The task:
Among the lines of the listing below, count those with the string "provided". Give the number and no commentary.

Listed records:
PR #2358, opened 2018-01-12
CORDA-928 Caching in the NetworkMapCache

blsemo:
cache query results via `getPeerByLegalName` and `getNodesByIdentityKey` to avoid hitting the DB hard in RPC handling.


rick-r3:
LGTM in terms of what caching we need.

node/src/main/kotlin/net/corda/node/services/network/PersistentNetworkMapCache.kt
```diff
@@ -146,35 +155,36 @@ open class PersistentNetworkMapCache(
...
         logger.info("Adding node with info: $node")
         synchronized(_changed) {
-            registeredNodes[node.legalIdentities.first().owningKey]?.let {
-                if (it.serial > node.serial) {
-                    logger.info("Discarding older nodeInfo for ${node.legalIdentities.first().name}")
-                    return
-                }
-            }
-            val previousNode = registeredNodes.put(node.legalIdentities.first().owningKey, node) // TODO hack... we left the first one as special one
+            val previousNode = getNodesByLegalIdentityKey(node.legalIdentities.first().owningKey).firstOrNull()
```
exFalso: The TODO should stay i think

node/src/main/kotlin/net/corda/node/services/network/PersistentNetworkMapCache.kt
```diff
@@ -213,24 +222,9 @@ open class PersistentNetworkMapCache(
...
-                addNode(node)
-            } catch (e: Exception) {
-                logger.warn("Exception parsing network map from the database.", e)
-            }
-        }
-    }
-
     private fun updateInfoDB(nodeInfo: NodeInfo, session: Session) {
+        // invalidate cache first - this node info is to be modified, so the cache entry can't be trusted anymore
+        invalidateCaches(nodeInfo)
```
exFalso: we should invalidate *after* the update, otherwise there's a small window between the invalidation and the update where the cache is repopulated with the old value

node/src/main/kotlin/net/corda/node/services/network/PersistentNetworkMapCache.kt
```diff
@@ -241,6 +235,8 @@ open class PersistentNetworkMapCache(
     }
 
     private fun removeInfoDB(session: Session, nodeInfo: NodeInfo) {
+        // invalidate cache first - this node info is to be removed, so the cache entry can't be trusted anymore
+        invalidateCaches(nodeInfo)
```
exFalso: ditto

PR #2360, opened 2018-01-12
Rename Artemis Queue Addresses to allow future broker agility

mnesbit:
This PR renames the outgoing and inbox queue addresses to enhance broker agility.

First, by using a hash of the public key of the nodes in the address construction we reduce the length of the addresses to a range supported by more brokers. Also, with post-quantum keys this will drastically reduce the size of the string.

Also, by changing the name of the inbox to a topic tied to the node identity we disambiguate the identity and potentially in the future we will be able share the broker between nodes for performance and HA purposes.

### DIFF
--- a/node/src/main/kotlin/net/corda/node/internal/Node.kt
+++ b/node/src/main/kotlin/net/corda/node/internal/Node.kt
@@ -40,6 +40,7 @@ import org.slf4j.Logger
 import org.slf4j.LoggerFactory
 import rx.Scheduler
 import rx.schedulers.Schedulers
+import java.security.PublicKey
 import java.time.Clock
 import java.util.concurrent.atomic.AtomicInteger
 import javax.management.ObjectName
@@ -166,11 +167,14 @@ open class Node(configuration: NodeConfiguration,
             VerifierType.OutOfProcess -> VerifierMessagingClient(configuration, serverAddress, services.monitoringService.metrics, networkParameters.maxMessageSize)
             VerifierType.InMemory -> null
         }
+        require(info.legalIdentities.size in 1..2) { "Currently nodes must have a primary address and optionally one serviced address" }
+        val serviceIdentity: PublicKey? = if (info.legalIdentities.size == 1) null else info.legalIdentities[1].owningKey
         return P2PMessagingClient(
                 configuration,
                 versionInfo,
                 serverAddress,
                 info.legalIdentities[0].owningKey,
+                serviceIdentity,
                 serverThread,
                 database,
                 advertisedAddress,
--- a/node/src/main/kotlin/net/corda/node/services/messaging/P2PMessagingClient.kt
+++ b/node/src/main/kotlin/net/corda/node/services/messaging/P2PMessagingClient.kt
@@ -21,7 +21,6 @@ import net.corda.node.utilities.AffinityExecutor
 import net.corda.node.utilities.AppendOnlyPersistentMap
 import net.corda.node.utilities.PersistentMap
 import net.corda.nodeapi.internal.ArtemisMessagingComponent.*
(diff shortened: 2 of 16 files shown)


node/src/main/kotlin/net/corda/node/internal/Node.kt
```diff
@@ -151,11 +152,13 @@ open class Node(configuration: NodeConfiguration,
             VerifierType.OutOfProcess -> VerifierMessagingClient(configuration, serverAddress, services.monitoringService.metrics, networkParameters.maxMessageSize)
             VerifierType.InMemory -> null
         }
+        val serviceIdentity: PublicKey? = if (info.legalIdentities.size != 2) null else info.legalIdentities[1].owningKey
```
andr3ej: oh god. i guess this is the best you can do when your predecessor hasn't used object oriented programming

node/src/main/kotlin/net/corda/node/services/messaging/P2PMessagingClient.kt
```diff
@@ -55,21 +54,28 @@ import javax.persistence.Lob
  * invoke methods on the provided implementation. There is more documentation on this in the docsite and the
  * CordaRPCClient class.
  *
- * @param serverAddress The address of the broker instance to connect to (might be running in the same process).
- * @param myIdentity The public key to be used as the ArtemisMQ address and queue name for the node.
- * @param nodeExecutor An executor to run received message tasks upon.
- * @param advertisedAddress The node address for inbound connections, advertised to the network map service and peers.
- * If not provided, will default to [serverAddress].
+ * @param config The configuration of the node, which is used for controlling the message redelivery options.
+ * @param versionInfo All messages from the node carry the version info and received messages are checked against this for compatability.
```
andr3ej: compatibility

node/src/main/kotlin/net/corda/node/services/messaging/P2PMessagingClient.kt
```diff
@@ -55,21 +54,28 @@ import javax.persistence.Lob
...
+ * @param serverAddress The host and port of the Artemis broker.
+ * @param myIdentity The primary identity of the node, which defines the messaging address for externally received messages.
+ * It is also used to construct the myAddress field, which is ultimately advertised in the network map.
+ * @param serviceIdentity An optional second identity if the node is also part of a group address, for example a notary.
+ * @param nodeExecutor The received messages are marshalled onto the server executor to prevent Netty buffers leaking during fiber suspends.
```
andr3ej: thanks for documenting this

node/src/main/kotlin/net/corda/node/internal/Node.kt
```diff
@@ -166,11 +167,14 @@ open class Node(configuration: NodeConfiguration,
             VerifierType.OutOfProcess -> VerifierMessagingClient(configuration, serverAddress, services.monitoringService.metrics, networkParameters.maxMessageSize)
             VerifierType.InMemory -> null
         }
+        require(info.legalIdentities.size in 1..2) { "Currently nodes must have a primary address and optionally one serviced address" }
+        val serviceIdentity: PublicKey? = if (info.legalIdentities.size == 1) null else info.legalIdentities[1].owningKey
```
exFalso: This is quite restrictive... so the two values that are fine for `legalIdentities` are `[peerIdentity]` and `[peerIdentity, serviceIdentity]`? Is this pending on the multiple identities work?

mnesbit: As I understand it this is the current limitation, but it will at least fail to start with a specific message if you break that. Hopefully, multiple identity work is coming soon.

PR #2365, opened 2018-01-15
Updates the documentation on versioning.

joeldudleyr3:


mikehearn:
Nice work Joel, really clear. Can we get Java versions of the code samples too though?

Task output:
2